I learned a valuable lesson fairly early in life. I was faced with this choice in high school when I was choosing colleges. I not only had the challenge of choosing if I should go to a four year college like South University Tampa, but more importantly what degree I would declare. Do I get my degree in art, something I’ve loved doing since I was little? You would think the answer would be, “of course!” Everyone in my family knew that I was going to go to art school and be a college art professor. That was always the plan. Imagine their surprise when I decided to go to school to become a chemist! Yep, you read right. Why would I do that? When I was growing up, all I wanted to be was an artist.  When I got to high school and could choose what classes to take, I took every art class that was available. Painting, drawing, photography, you name it—I took the class. I was researching art schools early. I had it all planned out. Then I took a chemistry class. I LOVED it. It was fun! I loved the math, the nerdy science jokes, making cool things in lab. And I was good at it. Then I got to thinking. Wouldn’t I make more money if I went into the sciences instead of being a starving artist? Think of all the pretty things I could buy! The nice house! All of the geekery! Yes, my pupils turned into dollar signs. I’m not proud of it, but I admit it.

So I scrapped the art school applications and went to college for chemistry. The dumbest part of it all was that I didn’t even take art classes for fun. I bottled up that part of myself and packed it away—the thing I was most passionate about. When I graduated from college with my chemistry degree, the doubts about my plan hit hard. College was fun; I loved every minute of it.

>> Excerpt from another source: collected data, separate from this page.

PR #163, opened 2016-01-22
RTN12c

ricardopereira:
Passing

### DIFF
--- a/ablySpec/RealtimeClient.connection.swift
+++ b/ablySpec/RealtimeClient.connection.swift
@@ -926,6 +926,47 @@ class RealtimeClientConnection: QuickSpec {
                     expect(states[1]).to(equal(ARTRealtimeConnectionState.Closed))
                 }
 
+                // RTN12c
+                it("transitions to the CLOSING state and then to the CLOSED state if the transport is abruptly closed") {
+                    let options = AblyTests.commonAppSetup()
+                    options.autoConnect = false
+                    let client = ARTRealtime(options: options)
+                    client.setTransportClass(TestProxyTransport.self)
+                    client.connect()
+
+                    let transport = client.transport as! TestProxyTransport
+                    var states: [ARTRealtimeConnectionState] = []
+
+                    waitUntil(timeout: testTimeout) { done in
+                        client.eventEmitter.on { state, errorInfo in
+                            switch state {
+                            case .Connected:
+                                states += [state]
+                                client.close()
+                            case .Closing:
+                                states += [state]
+                                transport.simulateIncomingAbruptlyClose()
+                            case .Closed:
+                                states += [state]
+                                done()
+                            case .Disconnected, .Suspended, .Failed:
+                                states += [state]
+                            default:
+                                break
+                            }
+                        }
+                    }
+
+                    if states.count != 3 {
+                        fail("Invalid number of connection states. Expected CONNECTED, CLOSING and CLOSE states (got \(states.map{ $0.rawValue }))")
+                        return
+                    }
+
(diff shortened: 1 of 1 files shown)


ablySpec/TestUtilities.swift
```diff
@@ -414,6 +414,13 @@ class TestProxyTransport: ARTWebSocketTransport {
         super.receive(msg)
     }
 
+    func closeAbruptly() {
+        // Inject a ProtocolMessage.CLOSE
```
tcard: I don't think this is a valid mock, because if the real transport does indeed close abruptly it won't make up a ProtocolMessage.CLOSE. I guess the connection should be notified of the close somehow (with a callback, I guess) and then check the current state, so that if it is CLOSING it transitions to CLOSED.

ablySpec/RealtimeClient.connection.swift
```diff
@@ -713,6 +713,49 @@ class RealtimeClientConnection: QuickSpec {
                 }
 
             }
+
+            // RTN12
+            context("close") {
+
+                // RTN12c
+                it("close move to CLOSED state if transport is abruptly closed") {
```
mattheworiordan: This description is not clear, it should be `transitions to the CLOSING state and then to the CLOSED state if the transport is abruptly closed`

ablySpec/RealtimeClient.connection.swift
```diff
@@ -713,6 +713,49 @@ class RealtimeClientConnection: QuickSpec {
...
+
+                    let transport = client.transport as! TestProxyTransport
+                    var states: [ARTRealtimeConnectionState] = []
+
+                    waitUntil(timeout: testTimeout) { done in
+                        client.eventEmitter.on { state, errorInfo in
+                            switch state {
+                            case .Connected:
+                                states += [state]
+                                transport.closeAbruptly()
```
mattheworiordan: Why are you waiting until it is connected for an abrupt close?  The spec says after calling `close`, if the transport is abruptly terminated then the connection simply moves from the `closing` state it would be in straight to the `closed` state

ablySpec/RealtimeClient.connection.swift
```diff
@@ -713,6 +713,49 @@ class RealtimeClientConnection: QuickSpec {
...
+                        }
+                    }
+
+                    if states.count != 2 {
+                        fail("Invalid number of connection states. Expected CONNECTED and CLOSE states")
+                        return
+                    }
+
+                    expect(states[0]).to(equal(ARTRealtimeConnectionState.Connected))
+                    expect(states[1]).to(equal(ARTRealtimeConnectionState.Closed))
```
mattheworiordan: This is not the sequence we expect, it is `CONNECTED -> CLOSING -> CLOSED`

ablySpec/TestUtilities.swift
mattheworiordan: Agreed, this is completely the wrong behaviour.  We want the transport `on(closed)` event equivalent to be triggered by the test suite so that the client library thinks the transport was abruptly terminated.

ricardopereira:
Rebased with changes.

ricardopereira:
https://github.com/ably/ably-ios/blob/b755c200717e81188651c8bdb19bf71f31b9d7d6/ably-ios/ARTWebSocketTransport.m#L251 I think the `ARTWsAbnormalClose, ...` should also call the `delegate.realtimeTransportClosed` instead of `delegate.realtimeTransportDisconnected`.

mattheworiordan:
LGTM

tcard:
LGTM

ricardopereira:
It's important to merge #169 first, remove 435317c, rebase with master and check if it's ok.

I didn’t regret one second of what I did, but I had wished that I did more. Even so, I promptly packed off to Washington D.C. to start in a Ph.D. program in (you guessed it) chemistry! Graduate school was okay to start with, but after the first year, I was completely depressed. I hated the program. It was dry and boring. It was beyond dry and boring. I hated going into the lab every day, descending into the windowless basement and spending my days in front of a dry box.  But I didn’t know what to do about it. Then one day a new dean of graduate studies came in and kicked out anyone who didn’t have a B average. That included me. And I got out. It was wonderful! Sort of. I spent the next month moping over my failure, unsure what to do next. I spent a lot of it playing video games. Finally, I went to a temp agency to get a job. Something—anything—that would pay money. I landed a job stuffing envelopes at a non-profit. It was a three-week assignment at most. One day they needed some graphic design and I volunteered. This was the major turning point in my career. Over the next few months, they gave me more and more design work. What began as a temporary post turned into a permanent job.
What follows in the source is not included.